# PTFE oil seals (47x32x10mm)



## clutchmuney (Oct 4, 2008)

I am just starting a rebuild on a JH. While looking for seals, I came across the updated PTFE oil seals used in new engines. Elring says the design was changed to reduce friction losses. They also are said to eliminate the problem of wearing a groove in the sealing contact surface, and still seal if there is already a groove present. You can read a bunch of stuff here:
http://www.elring.de/en/03en/03_service_info.php
The dimensions are the same, and as far as I can tell, they should work. Anyone here ever try this? Are they rotation direction specific?
Can anyone tell me which RMS I need for a stock JH crank? I can go out and measure things if need be.
028 103 171B or 068 103 171F?


----------



## chickenfriend (Jan 31, 2005)

*Re: PTFE oil seals (clutchmuney)*

Very interesting. 
The cam and crank seals on the same side of the engine are the same, and I think the intermediate shaft is the same, too.
Where are you sourcing these new seals?
Would these be included in a new El-ring 8v gasket pack?
Does appear from the literature that they are rotation specific.
Note that no oil is used for installing the seal, just a slip ring protector sleeve that is removed after that installation.



_Modified by chickenfriend at 3:36 PM 4-26-2009_


----------



## clutchmuney (Oct 4, 2008)

*Re: PTFE oil seals (chickenfriend)*

Yeah, all the seals on the front are all the same size (47x32x10mm) for the JH. On some later engines the crankshaft seal is 1mm larger.
The updated PTFE seals are available through most places (any WorldPac retailer will have them).
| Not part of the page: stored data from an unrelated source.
Issue #1851, opened 2026-07-27
Plan 255: vsock-first snapshot, egress & warm-start adoption


auser:
Tracking issue for **Plan 255 — Vsock-first snapshot, egress, and warm-start adoption**
(`specs/plans/255-vsock-first-snapshot-egress-adoption.md`).

Adopt the externally-proven, refactor-aligned techniques (snapshot-first templates with
O(1) CoW clone + fast restore, a warm pool that forks fresh identity-scrubbed children,
richer auditable egress policy, a one-step OCI-image → template build path) while keeping
the vsock seam the **only** guest↔host and egress boundary.

Standing invariants (non-negotiable):
- Vsock is the sole guest↔host and egress boundary — no default NIC/TAP/bridge, no
  transparent TLS MITM, no host eBPF data plane.
- One guest = one workload; a warm parent is forked into a fresh child, never resumed to
  continue a prior workload.
- The guest never sees secrets — credential substitution stays host-side on the typed
  connector path.
- Fork/restore never bypasses admission: a forked/restored instance re-admits or inherits
  a bound, validity-windowed signed `ExecutionPlan` and keeps its dm-verity binding on
  block+ext4 backends.
- The snapshot graph IS the existing chain-anchored checkpoint lineage — no second graph.

Phases:
- [x] Phase 0 — Boundary record & spec update (ADR-025 second prior-art data point +
  vsock-first adoption boundary note).
- [ ] Phase 1 — Snapshot-first storage in `mvm-fs` (content-addressed `SnapshotStore`,
  reflink + sparse-copy fallback, plugged beneath the checkpoint lineage, fail-closed on
  an un-audited/missing/tampered parent).
- [ ] Phase 2 — Warm pool + fork identity hygiene in `mvm-runtime`.
- [ ] Phase 3 — Egress policy enrichment on the vsock seam.
- [ ] Phase 4 — OCI-image template build path.
- [ ] Phase 5 — CLI/SDK surface through `mvm-client`.
- [ ] Phase 6 — Docs, ADRs, close-out.

Phase 0 + Phase 1 land on branch `feat/plan-255-phase01`. Later phases are out of scope for
that branch and tracked here.

auser:
[...]

PR #1906, opened 2026-07-28
feat(plan-255): live Firecracker warm claim — spawn, capture, fork-restore, and the capability flip

auser:
## What & why

Makes the Firecracker warm pool real end to end: a standby parent is booted, captured whole, and released; a claim forks a child by **restoring that saved memory** rather than cold-booting it. Plan 255 Phase 2, follow-on to the merged claim substrate (#1881); parent plan `specs/plans/255-vsock-first-snapshot-egress-adoption.md`, tracking #1851.

This slice is memory-restore based, not cold-boot: Plan 265's guarded restore landed (#1855/#1858/#1859), so `warm_restore_instance_from_path` is live behind the no-NIC device-model guard and the pool can build on it.

## The pieces

- **`parent_checkpoint` on the persisted standby handle** — a spawned parent records the checkpoint a later claim verifies content and lineage against.
- **Boot a clean parent + expose its capture control** (`FcDriver::spawn_standby_parent`, `vm_full_control`). Fails closed when the booted parent's pid can't be read: `pid == 0` is the `is_saved_state()` sentinel, so defaulting to it would leave a live Firecracker process that pool eviction and the stale reaper both skip. Also records the parent's rootfs metadata, which this driver otherwise lacks because it bypasses the runner path that normally writes it.
- **Capture the parent's full state, release it, and complete the child's post-restore handshake** — the capture is backend-agnostic so it lives in the runner; the parent is released either way, since the checkpoint carries its whole state and a failed capture must not strand a guest. The forked child is delivered its generation token and must acknowledge, reseed, and resync its clock, so two children of one parent are not CSPRNG twins.
- **`FcDriver::fork_standby_child`** — delegates to the fork restorer. Refuses an unmaterialized child dir, and refuses a clone carrying no saved memory image: that would quietly degrade every claim into a cold boot and defeat the pool.
- **CLI wiring** — `warm_to_target` never passed a rootfs (a Firecracker parent cannot boot without one) and spawned through the parameterless backend method, so the recorded handle carried no checkpoint; it now threads the launch rootfs and routes through the runner spawn-and-capture. `claim_or_cold` called the fail-closed trait method instead of the runner-backed claim; it now assembles a live context (checkpoint store, snapshot store, signed-chain anchor, name registry) and resolves the parent checkpoint first, cold-booting with a warning when a parent was never captured rather than cloning content nothing can verify. Adds `mvm_core::config::snapshots_dir()`.
- **Capability flip, last** — Firecracker advertises `standby_pool` only now that spawn, capture, and fork are all real. Flipping it earlier would have turned a configured warm pool into a silent cold boot plus warning noise. `snapshots` / `snapshot_capability` / `fs_quick_checkpoint` stay off deliberately: they gate the user-facing snapshot verbs, which this slice does not wire.

## Notable decisions

- `WarmParams.backend` and `claim_or_cold` take `&AnyBackend` rather than `&dyn VmBackend`, since only the enum can reach the runner-backed halves. Two `VmBackend` test stubs could not follow that narrowing, so the hermetic mock grew the `spawn_standby` it was missing plus a `with_failing_spawn` knob mirroring the existing `with_failing_stop`. That is better than the stubs were: it exercises the same `AnyBackend::Mock` arm the CLI dispatch actually routes to.
- The "refuses an unsupported backend" test now proves itself against qemu, which still has no pool.

## Testing

`cargo nextest run --workspace`: **7937 passed**, 14 skipped.

Three pre-existing failures in `mvm-build` (`libkrun_builder::tests::ensure_builder_vm_image_*`) are unrelated and untouched by this branch — its diff against `crates/mvm-build/` is empty, and the last commits to that file are already on `main`. They assert `ensure_builder_vm_image()` errors without a `cmdline.txt`, but it now synthesizes one; that mismatch predates this work.

## Not in this slice

Live validation on a KVM host and the first committed warm-restore number (Task 7 of the plan) — it needs real hardware and stays open. Every other task in `specs/plans/255-live-fc-warm-claim.md` is ticked and verified against the code.


auser:
Closing in favour of \`feat/plan-255-live-fc-warm-claim\`, which carries this slice.

Two sessions worked Plan 255's live-FC tasks concurrently. That branch is a strict superset of this one: it has the same Task 3-6 surface (\`fork_standby_child\`, \`spawn_standby_captured\`, \`parent_checkpoint_for\`, \`snapshots_dir\`, the mock \`spawn_standby\` + \`with_failing_spawn\` knob, the doctor/recovery-matrix updates), plus the post-restore reseed handshake and an \`fc_warm_pool_live\` harness this branch never had — and it is mid-run on the KVM host producing the Task 7 numbers.

Diffed the two: nothing authored here is missing there. The only content this branch has that the other lacks is \`main\` itself (the Content-Length API framing and virtio work), which that branch picks up on its next merge. Landing this too would mean shipping a second implementation of Tasks 5-6 for no gain.

No work is lost by closing.

PR #1910, opened 2026-07-29
feat(mvm-cli): add machine warm-restore verb for vm_full checkpoints

auser:
Adds the user-facing `mvmctl machine warm-restore <CHECKPOINT_ID>` verb that drives the existing Firecracker vm_full warm fork/restore path.

- New `commands/machine/checkpoint.rs` wraps the audited fork helpers from `commands/vm/checkpoint.rs`.
- The verb auto-generates a child VM name, validates the checkpoint class, admits a fresh claim-8 plan, verifies lineage, restores via `FcForkRestorer`, and delivers the post-restore generation token.
- The lower-level `MVM_FORK_VMFULL_FC_EXPERIMENTAL` guard is bypassed internally because the verb itself is the explicit opt-in.
- Exposed the required vm_full fork helpers as `pub(in crate::commands)` and removed the duplicate wrapper from `vm/checkpoint.rs`.
- Added CLI contract tests for help output, `--json`, and graceful failure on a missing checkpoint.
- Updated `machine/tests.rs` to cover the new `WarmRestore` action.

Validation:
- `cargo check -p mvm-cli`
- `cargo test -p mvm-cli commands::machine`
- `cargo test -p mvm-cli --test cli`
- `cargo run -p xtask -- check-claim-catalog` (clean)
- Pre-commit hook passed.

The live KVM warm-pool timing harness was not run because the test box is currently unreachable.


auser:
Superseded by #1911.

This branch predates the warm-pool substrate that landed in #1908 and carries its own parallel version across 13 files, so it now conflicts and would regress what merged. It also sets `standby_pool: true`, which would arm a pool whose claim half has never executed.

#1911 carries this PR's unique work forward onto current `main`: the `machine warm-restore` verb, the `probe_ready` post-restore plumbing, the live warm-pool harness, the snapshot-frame fuzz target, and the recorded KVM measurements. The live harness was rewritten against the current driver API and asserts the capability stays off. Nothing unique here is lost.

PR #1960, opened 2026-07-31
feat(apple-container): stage 4 — agent container-mode activation + real bring-up

auser:
Stage 4 of plan 271 (`specs/plans/271-apple-container-backend.md`): turns the stage-2 inject-and-tear-down flow into a real boot. HVF only — `check-no-vz` stays clean.

## What changed

- **Agent container-mode activation** (`mvm-agentd`): new `MVM_ACTIVATION_FILE` entry. Mode selection is pure and fully tested: PID 1 ⇒ RPC path always (a stray file never self-activates an initramfs boot); !PID 1 + file ⇒ container mode; !PID 1 + no file ⇒ legacy no-op. Container mode: `unshare(CLONE_NEWNS)` + private propagation FIRST (mount moves never perturb vminitd's namespace), then the same `mount_rootfs`/`mount_runtime_overlay`/`mount_volumes`/`pivot`/uid-901-drop sequence as PID 1, via a shared `pivot_common` (fresh proc/sysfs/devtmpfs only when the source isn't a mountpoint). Built by a pure `container_activation_plan` (tested for plain/sealed/in_place) executed step-for-step — ordering has a single source of truth. Malformed/missing file ⇒ typed error, never a panic. PID-1 path is behaviorally identical.
- **Real bring-up** (`AppleContainerBackend`): resolve artifacts → boot HVF supervisor → vminitd `Mkdir`/`WriteFile` of the agent, the serialized `ActivateEnvironment`, **and the host-signer trust anchor** (without it the agent rejects all control connections — discovered in recon) → `CreateProcess`/`StartProcess` → poll the authenticated Ping on vsock:5252 (120s deadline) → marker file + `Ok(VmId)`. Rollback on any failure, unchanged.
- **Real lifecycle**: `wait` rides vminitd `WaitProcess`; `stop` signals the agent via vminitd then terminates the supervisor; `logs` reads the console capture; `list`/`stop_all` key on the `apple-container.marker` convention.
- **device_only resolved**: verity sidecars attach as plain read-only virtio-blk disks in the fixed slot order (rootfs/verity/overlay/overlay-verity, initfs last); a strengthened test pins order + read-only + file-backed for every disk.

## Validation

- 3547 tests pass (8 new agent tests: entry-mode matrix, plan shapes, typed-error paths; 3 new backend tests) across mvm-agentd/runtime/protocol/core.
- Workspace clippy clean; **all 15 xtask gates clean** incl. `check-no-vz` and `check-closure-budget` (279, unchanged — zero new deps); musl compiles for both crates; the musl agent binary is confirmed.
- No live boot here (no Apple kernel/initfs artifact); the gated e2e now asserts the real success path (`MVM_AC_E2E=1 MVM_AC_E2E_ROOTFS=<ext4>` → start → Running → listed → logs → stop → Stopped).
- Security profile keeps all claims `DoesNotHold` and the tier says "pending e2e validation" — fully wired ≠ validated with real artifacts.


auser:
Superseded by #1968 (vminitd-free Apple Container on the HVF runner). The agent's container-mode activation entry was for the dropped vminitd flow; the backend now uses the standard PID-1 universal-initramfs path.

PR #5362, opened 2026-07-07
Refactor transaction item parsing

heisenbugged:
## Summary
- Add a small TransactionItem value object for the existing stored transaction item format.
- Use it for transaction matching, clearing, display, public event sanitizing, and trade offer rendering.
- Keep saved transaction item serialization exactly unchanged.

## Test Plan
- mvn -Dtest=ti4.service.transaction.TransactionItemTest,ti4.helpers.TransactionHelperTest test


Fingon00:
I find the flow of this much harder to parse/work with. It will make it more difficult to debug/fix/add to transactions in the future as a result.

PR #5373, opened 2026-07-09
Disable combat replay by default

heisenbugged:
## Summary
- set the combat contest dev config to disabled by default
- prod config is already disabled on latest master

## Testing
- verified both combat contest config files report `enabled: false`


heisenbugged:
Closing: latest master already has prod combat replay disabled, and dev should remain enabled. The correction branch now has no file changes.

PR #5384, opened 2026-07-11
Refactor board and planet queries

heisenbugged:
## Summary

- centralize planet lookup, ownership, board traversal, and unit queries
- replace repeated planet-selection loops with reusable controlled/usable planet services
- consolidate agenda exhaustion, Smothering Presence, unit movement, and repeated faction workflows
- remove obsolete duplicate helpers and migrate call sites to canonical APIs

## Why

Common board and planet operations were repeatedly implemented through nested tile, holder, planet, and player loops. This made rules harder to read and encouraged duplicate helper APIs. The new domain-level queries keep rule predicates visible while removing storage-hierarchy boilerplate.

## Scope

Combat and combat-replay implementation files and tests are intentionally excluded from this PR. Deprecated compatibility delegates remain temporarily so unchanged combat code continues to compile against the new core APIs.

## Validation

- `mvn test`
- `git diff --check`
- staged-only snapshot tested with combat/replay changes excluded


Fingon00:
I like the naming of getRepresentation more than toString, given how sometimes we want to get representation without a ping or fogged/unfogged.

Fingon00:
This change is also hard to review because so many of the changes are just changing getRepresentation into toString. I dont have time to sift through all of those to find the real stuff.

PR #5385, opened 2026-07-11
Add player-scoped unit value injection

IslandForShans:
Adds a service that can inject values into any unit. If no argument exists it is a no-op and returns.

Tested with a homebrew ability. It gives move 1 to Mechs and it succesfully gave that value to a mech from a different faction only when that player had that ability.


IslandForShans:
@Fingon00 is this decided to be good to go? I can do more testing if you're wanting something specific.

IslandForShans:
Ok I ran some more tests. Nothing broken. Only thing is once it is injected into the unit the game treats that unit as having that value. This is intended of course but can lead to issues if the wrong value is injected.

PR #5464, opened 2026-07-27
Refactor token planet tile render system

IslandForShans:
This changes the rendering on tiles for the token planets to follow a slot-based point system for up to 6 token planets in one system. 

Created (but not adding) multiple different regression tests for all different kinds of scenarios involving token planets. All returned green.

Testing in live test bot also returned no issues.

Only about 3 will ever be in one system (more with ridiculous homebrew setups) so it should never reach overflow. 

Thunders edge remains in the center of the tile regardless of other present token planets. 

Avernus placement/movement causes recalculation of token planet positions in the tile.

If there is only one token planet in a system it defaults to the original token planet placement system.

Added support for 4 homebrew token planets.


IslandForShans:
Oh also any in progress games are functionally unaffected. The next time the map is updated with these token planets in a game it'll render them. This is all purely visual changes. Ran this by Meme Philosopher to make sure doing this wouldn't screw up the new ui.

PR #5517, opened 2026-08-10
Fracture rework - API, FOG bugs and handling, isFracture to enable token handling

Stabar-ti:
# Fracture: make it a tile/token property, and fix it in Fog of War

-> REASON

Fracture space had no data flag. `TileBack.FRACTURE` is never read anywhere in Java, so the real check was `position.startsWith("frac")` in ~30 places. That hardcodes the seven `frac1`–`frac7` slots, which rules out a fracture space token, and made "is the Fracture already here?" a guess.

-> WHAT IS CHANGED:

- **`isFracture` on `TileModel`** (optional, same pattern as `isNebula`), set on `fracture1`–`fracture7`. `Tile.isFracture()` = token → flag → legacy `frac` position, so nothing that used to be Fracture stops being Fracture. All ~30 gameplay checks now use it; rendering/slot checks stay positional.
- **Fracture space token** — `token_fracture_async.png` registered, so `/add_token fracture` makes any system Fracture space.
- **Can't place it twice** — `isFractureInPlay` is now "any tile with `isFracture()`", tiles *and* tokens. `spawnFracture` returns whether it placed anything; callers gate ingress on that. Also fixes `/map fracture` on an existing Fracture dumping a second set of ingress tokens.
- **`Disable Fracture`** button in `/fow fow_options` → OTHER. Reads/writes the existing `noFractureMode`, so it and `weird_game_setup no_fracture` can't diverge.

(FOW) BUG FIXES:
- **Fog ingress actually works** — three bugs: GM-routed buttons carried the player's `FFCC_` prefix so **the GM couldn't press them**; the "wait for the GM" notice fired once per tech type (up to 6×); tech types with few candidate tiles were skipped entirely, so those tokens were never placed by anyone.
- **Planesplitter could conjure an ingress from nothing** — step 1 adds a token, step 2 removes one, and neither trigger checked the Fracture was in play. Guarded in `initializePlanesplitterStep1` (covers strategic action, tech action, Al'Raith, Unravel).
- **Blocked effects now say so** — Silver Flame, Planesplitter gain, Unravel and Cabal BT were silent no-ops, and two then offered ingress buttons that couldn't resolve.
- **Egress is data-driven** — `FoWHelper` used an `egress*` alias prefix, now uses `hasEgress` (alias kept as fallback).

-> Important Review points:

- **`no_fracture` now blocks every entry path, not just rolls.** It said "turn off fracture rolling" but also hid the frac row — which only makes sense if the Fracture is never present. Pre-change an automatic effect could still force it in, and it rendered overlapping the galaxy on an unresized canvas. Roll-only wasn't a coherent contract. Description updated.
- **Rendering decoupled from `no_fracture`** — the frac row draws whenever it's on the board, so that overlap state is now unreachable, including for saves already in it.
- **The 9 `cpti20*` Cosmic Phenomena tiles now count as Fracture** (they carry the fracture card back and are clearly a parallel region). So in a CP game the TE Fracture won't spawn on top, and fracture-keyed effects apply inside them. `cpti20fracxus` also gained `hasEgress` — its `fracxusegress` alias never matched the old check, so that region had no way in at all.
- **`token_fracture_async.png` is placeholder art.** Correct size (95×95 RGBA, matching nebula/asteroids/gravity rift/ingress) but should be replaced. It's load-bearing, not cosmetic — `/add_token` rejects a token whose file doesn't exist.

-> Method: 
- Wrote original implementation. Token and Fog guarding
- used claude to identify weaknesses
- wrote fixes
- had claude improve my edits and sugegst the API for all the call sides and help with merging frac position and new isFraction
- automated testing 3 fault
- manual testing in test bot environment.

-> Tests

- `mvn test` — 558 pass. New: `TileFractureTest` (flag works wherever the tile sits, legacy `frac` positions, **unknown tile IDs don't NPE**, token path, egress, and the full `/add_token` resolution chain so missing art fails the build); `TileModelTest` (every fracture-backed tile must carry the flag).
- Manual review all changes
- Independend NN reviews by Codex, GPT5.6 and Claude

## Manual testing

Done:

- `/add_token token:fracture tile_name:101` — first failed with `Token: fracture is not valid`, which is what surfaced the missing-art requirement
- `/tech add planesplitter-obs` — correctly does *not* spawn; only `planesplitter-firm` / `tf-planesplitter` have the gain clause. This is what led to finding the unguarded ingress trigger

- [x ] `/map fracture` places tiles + units + ingress; frac row renders correctly; second call refused with no extra ingress
- [x ] `/add_token fracture` on a normal system makes it Fracture space and blocks a spawn
- [x ] `no_fracture` and the FoW button are the same setting (`/game info` reflects both)
- [x ] with it on: mandatory effects explain themselves, no dead ingress buttons
- [x ] fog: player gets one wait-for-GM ping; GM room gets one message per tech type
- [x ] fog: **a GM who isn't the triggering player can press the ingress buttons**
- [x ] fog: only players who can see the system get the reveal
- [x ] `planesplitter-obs` with no Fracture: reports "not in play", offers nothing


src/main/java/ti4/service/map/FractureService.java
```diff
@@ -72,8 +91,21 @@ private static void resolveFractureRoll(ButtonInteractionEvent event, Game game,
...
     }
 
-    public static void spawnFracture(GenericInteractionCreateEvent event, Game game) {
-        if (isFractureInPlay(game)) return;
+    /** Brings The Fracture into play for an automatic effect, or says why it could not. */
+    public static boolean enterPlayOrExplain(
+            GenericInteractionCreateEvent event, Game game, @NotNull Player player, String breakthrough) {
+        if (!spawnFracture(event, game)) {
+            String why = whyFractureCannotEnterPlay(game);
+            if (!why.isEmpty()) MessageHelper.sendMessageToChannel(player.getCorrectChannel(), why);
```
Fingon00: In non-Fog games, there should be no message telling us that the fracture is already in play. Such a message will be useless/redundant/annoying. It should just return in that case

Stabar-ti: Updated to be less noisy. It now only throws teh message (in teh 5 automated cases, silver flame cabal hero etc.) when the fracture is disabled to come into play. (Poor cabal and firnament)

The only two manufactures I would consider are Elring or Victor Reinz. You need to look at more "sophisticated" engines to locate them (ie: TDI's, 1.8T or 2.0T, Audi engines, etc.), you won't find them listed for a JH for example.
I highly doubt that anyone is selling kits with these seals, as they cost 3-4 times what the standard ones cost.
I have been scouring the Googlenets for the last week looking for any information I can find. I am well aware of the "dry installation," and I also have the installer set.
Guess I'll have to just cross my fingers and bite the bullet.


----------



## chickenfriend (Jan 31, 2005)

*Re: PTFE oil seals (clutchmuney)*

So you suggest searching by application, rather than by part number, at this time?
What is the "installer set" you mentioned?
I'd like to find some of these in a 65mmODx50mmIDx10mm for my transmission drive flanges.


_Modified by chickenfriend at 7:22 PM 4-26-2009_


----------



## clutchmuney (Oct 4, 2008)

*Re: PTFE oil seals (chickenfriend)*

The part numbers are one of my concerns. I am going to use all Victor Reinz gaskets on this build. The VR part number W0133-1638261 is the seal I am going to use.
You can read about the installer set on the page I linked earlier, or here:
http://www.elring.de/tsi/2008_TSI08_en.pdf
The bottom set is the set I have. VW tool T10071, available at samstagsales. 
Do note:
T10071, T10071/1 &T10071/2 work for a JH camshaft and intermediate shaft seal. The other tools are for a different application. Neither tool will work for the front crankshaft seal (there is, you guessed it, a different tool for that). Essentially, half of what I bought I will never use.
As far as the drive flange seal application - that was one of the first things I thought of. I have a 2H 020 that leaks gear lube as fast as you put it in. I'm sure they are out there (check Elring or VR), I just haven't researched it yet.


----------



## chickenfriend (Jan 31, 2005)

*Re: PTFE oil seals (clutchmuney)*

Thanks for the number.
I ran across this information, which I am sure you have already read:
"Installation Surface MUST be Clean and Completely Dry. DO NOT USE ANY OIL or GREASE on Sealing Surface. In order to ensure a secure seal, the motor should not be operated for at least 4 hours after installation so the PTFE sealing lip can be evenly positioned around the shaft being sealed"
Found this website showing the seal as available from several sources:
http://www.partsgeek.com/catal....html

Applications listed are as follows:
2006-2008 Audi A3 
1999-2008 Audi A4 
1999-2008 Audi A4 Quattro 
2002-2004 Audi A6 Quattro 
2002-2005 Audi Allroad Quattro 
2000-2008 Audi TT 
2000-2006 Audi TT Quattro 
1998-2006 Volkswagen Beetle 
2007-2008 Volkswagen Eos 
1999-2007 Volkswagen Golf 
1999-2008 Volkswagen Jetta 
1998-2008 Volkswagen Passat 
Hum. 40$ for that installation tool at Samtag sales.
Half that price here:
http://buy.equipmentsolutions.....aspx
Looks like Tool # T10215 for the front crankshaft seal, but I guess that is for the later engines.
I am going to guess that unless there is an installation tool for the seals, the teflon seals are not available for that size.
I can relate to the problem with the drive axle flanges. I put new seals on mine and they leaked soon after. I recently discovered I have considerable wear on the flange spines, so I need to replace the flanges.

_Modified by chickenfriend at 10:22 PM 4-26-2009_


_Modified by chickenfriend at 10:23 PM 4-26-2009_


----------



## clutchmuney (Oct 4, 2008)

*Re: PTFE oil seals (chickenfriend)*

That was the old rubber one with a spring. This is the one:








Oh, and I'm busted. I did buy the T10071 from Snappy. I was just trying to throw Andrew some business in a down economy (Snap-On is getting too many people's money already).








**Fixed my own hotlink.


_Modified by clutchmuney at 7:40 PM 4-26-2009_


----------



## chickenfriend (Jan 31, 2005)

*Re: PTFE oil seals (clutchmuney)*

thanks for keeping me honest. I severed the hotlink.


----------